Re: [R] embarrassingly parallel problem - simple loop solution

From: Martin Morgan <mtmorgan_at_fhcrc.org>
Date: Thu, 10 Jul 2008 18:51:12 -0700

Hi Chris --

"Chris Gaiteri" <gaiteri_at_gmail.com> writes:

> I have an "embarrassingly parallel" routine that I need to run 24000^2/2
> times (based on some microarray data). All I really need to do is
> parallelize a nested for-loop. But I haven't found a clear list of what
> packages/commands I'd need to do this. I've got a dual quad core xeon

Any of snow / Rmpi / nws / rpvm (the former has system requirements, the latter three additional software requirements) provide the basic embarrassingly parallel functionality via variants of lapply, e.g., mpi.parLapply.

Vectorized ATLAS (search for ATLAS in the R Installation and Administration Guide) and the experimental package pnmath (see a thread (oops, pun) starting in June with subject Parallel R, for instance) provide parallelism at a finer grain, i.e., the level of linear algebra (ATLAS) or R's math library (pnmath).

> system running RHEL5, so if I could use hyperthreading to increase the
> number of (virtual) nodes that would be great too.
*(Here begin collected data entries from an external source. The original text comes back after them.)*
PR #652, opened 2023-02-13
Variational samples

### LINKED ISSUE #636: Parity for `stan_variable` of `CmdStanVB`.
Calling `stan_variable(name)` on a `CmdStanVB` object currently returns a point estimate whereas calling `stan_variable(name)` on a `CmdStanMCMC` object returns posterior samples. Would there be interest to update `CmdStanVB.stan_variable` to return samples from the variational posterior approximation such that variational and MCMC sampling can be swapped in/out easily? This would be a breaking change.

tillahoffmann:
#### Submission Checklist

- [x] Run unit tests

#### Summary

This PR adds a method to get variational samples akin to `CmdStanMCMC.stan_variable` with shape `(num_draws, *variable_shape)`. It fixes #636 once we figure out a good name for it/are up for making breaking changes to the interface.

It also fixes a small documentation issue in `CmdStanMCMC.stan_variable`.

#### Copyright and Licensing


test/test_cmdstan_args.py
```diff
@@ -103,88 +103,31 @@ def test_good() -> None:
...
-    args = SamplerArgs(adapt_metric_window=-2)
-    with pytest.raises(ValueError):
-        args.validate(chains=2)
-
-    args = SamplerArgs(adapt_step_size=-3)
-    with pytest.raises(ValueError):
-        args.validate(chains=2)
-
-    args = SamplerArgs(adapt_delta=0.88, fixed_param=True)
+@pytest.mark.parametrize("kwargs", [
```
tillahoffmann, line 106: Sorry, just noticed that this change snuck in from #639. I can rewrite the history to get rid of this change if preferable.

tillahoffmann:
@WardBrian, do you have thoughts on this PR, especially naming as discussed in #636?

WardBrian:
Let me give it a more thorough look tomorrow, but the code looks like I’d expect. Naming is the hard thing, especially with the behavior of the . access tied to the “stan_variable” name

WardBrian:
Sorry for the delay @tillahoffmann

The code here looks good. The remaining question is just what we want to do about a name. To me I think making this a breaking change (e.g. naming it `stan_variable`, replacing the existing function) is the thing that makes the most sense.

I'm not sure how @mitzimorris @ahartikainen feel. I think if we were thinking of a major version bump there are probably another small handful of breaking changes which would be nice to do. 

One I just ran into this morning is the fact that functions like `optimize(...)` accept all their arguments positionally, so adding a new argument to the middle of the list is technically a breaking change, which is a bummer. We could make everything after `data` a keyword-only argument which would make this easier to adapt going forward, but that would also be a breaking change to the API (though I imagine almost all existing code uses the keyword calling style for these functions anyway)

tillahoffmann:
> To me I think making this a breaking change (e.g. naming it `stan_variable`, replacing the existing function) is the thing that makes the most sense.

That sounds good; I'll defer to you, @mitzimorris, and @ahartikainen.

ahartikainen:
Yes, let's try to keep everything simple for user, and change stan_variable function.

test/test_variational.py
```diff
@@ -84,7 +84,8 @@ def test_variables() -> None:
     # pylint: disable=C0103
     stan = os.path.join(DATAFILES_PATH, 'variational', 'eta_should_be_big.stan')
     model = CmdStanModel(stan_file=stan)
-    variational = model.variational(algorithm='meanfield', seed=999999)
+    variational = model.variational(algorithm='meanfield', seed=999999,
+                                    output_samples=999)
```
tillahoffmann, line 88: I've added `output_samples=999` for explicitness and in case the default number of variational samples changes in the future.

mitzimorris:
> making this a breaking change (e.g. naming it stan_variable, replacing the existing function) is the thing that makes the most sense.

agreed

tillahoffmann:
Should we close this one in favor of #681?

WardBrian:
I just pushed up the doc changes you made here I missed in that other PR, so at this point I think it makes sense to close this. Thanks again for pointing out this inconsistency originally!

The snow-like solutions allow you to launch as many instances of R as you like (e.g., one per CPU); each operates quasi-independently. Each instance of R uses it's own memory, and for big memory problems this might limit the number of instances per machine.

ATLAS / pnmath make much better use of resources and work without code modification. But these solutions only provide benefit when the calculations are appropriately numerical; many calculations are not formulated in a way that would take advantage of this.

A recent post from Prof. Ripley also mentions the benefits that come from building R with compiler flags tuned to your chip, but I'm not able to locate the thread at the moment.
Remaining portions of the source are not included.